Но не за Артемом я в Харьков ездил. Я искал следы Хлебникова. Спасибо Абиху. Он сообщал в письме, что В.Х., спасаясь от призыва в войска Деникина, вспомнил, как в шестнадцатом году прятался от армии в Астраханском сумасшедшем доме и пришел на Сабурову дачу, чтобы пожаловаться на рассудок. Его из милости приняли, чтобы установить диагноз. Там он пролежал, пока война не спа́ла, да и диагноз подходящий ему благополучно справили. Пора было уже выписываться, но В.Х. не желал. Он притерпелся на Сабурке. Здесь его привечал профессор Анфимов, распознавший в нем не больного, но психопатическую личность с чрезвычайными творческими способностями. Анфимов для затравки применил к В.Х. серию тестов. Ассоциации выстраивались поэтом медленно, сосредоточенно, с высочайшим уровнем сложности.
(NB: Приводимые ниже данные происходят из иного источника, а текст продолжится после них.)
PR #159, opened 2020-08-24
Improve heuristic to account for events

mxgrey:
This PR improves the planning heuristic to account for the time taken up by waiting on events, such as waiting on doors. Without taking that into account, the planner may try too hard to avoid waiting for doors, even if there isn't any better option.

The heuristic is still in need of some critical improvements, but this should at least be a step in the right direction.


Kevinskwk (approved):
It works great on my side, thanks!

PR #158, opened 2020-08-24
Add a mandatory waiting event

mxgrey:
The mandatory wait event is a generic placeholder for "events" that require the fleet adapter to simply wait for a period of time. Unlike other event types, this event does not expect the fleet adapter to do anything or wait for anything besides the elapsed amount of time.

PR #161, opened 2020-08-24
Keep better track of docking waypoint

mxgrey:
This PR should help robots to undock by keeping track of the waypoint that they most recently docked into.


mxgrey:
To simplify things, we should review and merge #158 first.

Yadunund (approved):
Robots no longer re-dock when exiting a docking station!

PR #163, opened 2020-08-24
Make planner better about changing floors

mxgrey:
Until now, the planner has not been very good about changing floors, with a high risk of various assertion failures when that happens.

This PR should resolve that issue for the simple case of vertically moving between floors using a lift. This should be made more robust in the future, which will be important for other cases of floor-changing, like ramps.


Kevinskwk (approved):
Working great, conflict checks and negotiations are taking place normally. Thanks!

PR #165, opened 2020-08-25
Feature/battery planning

Yadunund:
This PR introduces a new package, `rmf_battery` to model the battery drain for mobile robot participants in RMF.
In particular it introduces:
* `rmf_battery::agv::BatterySystem` class which is a container for battery properties of the vehicle.
* `rmf_battery::agv::MechanicalSystem` class which is a container for mechanical properties of the vehicle.
* `rmf_battery::agv::PowerSystem` class which is a container for power system/device properties of the vehicle.
* `rmf_battery::MotionPowerSink` pure abstract class which contains `compute_change_in_charge(rmf_traffic::Trajectory trajectory)`. A sample implementation is provided by `rmf_battery::agv::SimpleMotionPowerSink`
* `rmf_battery::DevicePowerSink` pure abstract class which contains `compute_change_in_charge(double run_time)`. A sample implementation is provided by `rmf_battery::agv::SimpleDevicePowerSink`

The expectation is for the user to use a combination of `MotionPowerSink` and `DevicePowerSink(s)` to compute the expected battery drain for various applications


rmf_battery/include/rmf_battery/EstimateBattery.hpp
```diff
@@ -0,0 +1,65 @@
...
+  /// \param[in] power_map
+  ///   An optional unordered map with keys representing names of power systems
+  ///   and values of trajectories during which the power system is active.
+  ///
+  /// \return The remaining charge at the end of the trajectory as a fraction of
+  ///   total battery capacity
+  virtual double compute_state_of_charge(
+    const rmf_traffic::Trajectory& trajectory,
+    const double initial_soc,
+    rmf_utils::optional<PowerMap> power_map = rmf_utils::nullopt) const = 0;
```
mxgrey, line 58: I don't understand why the value of this map would be a `rmf_traffic::Trajectory`. If the function is supposed to compute the state of charge based on a given trajectory, what does the function do with these additional trajectory values?

Based on what I'm seeing in `SimpleBatteryEstimator.cpp`, it looks like the only aspect of `rmf_traffic::Trajectory` that is being used by the `compute_state_of_charge` calculation is the ability to find time segments. I think this is an abuse of the `Trajectory` class, and the intention of the function becomes very confusing because the user is providing both a `trajectory` argument and an optional map of trajectories.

Москва – метить (место казни Кучки).
Лампа – домашнее – белый кружок (впечатление уюта).
Снаряд – единый снаряд познания.
Рыбак – японская картина Гокусая.
Ураганный – ура – гонит.
Чем-то он притягивал больных. Сумасшедшие тянулись к нему, желали просто посидеть рядом, он был для них источником покоя, они для него – честны́м народом, любая ласка мира ценилась им, как ценится золото простыми – но не им – людьми. Мешали ли ему сумасшедшие работать? Видимо, не слишком, так как всё, что мешало ему писать, устранялось из жизни немедленно, без переговоров. В лечебнице царил тяжкий режим, питание было скудным, врачебное внимание отсутствовало, но это было лучше, чем ничего. Кров над головой имелся, но главное – он был рядом с Катей Малер, сестрой милосердия, смевшей критиковать его стихи, притом что имя его для нее извлечено было из легенды. Она писала стихи и приносила ему. За одно Хлебников поставил ей пять.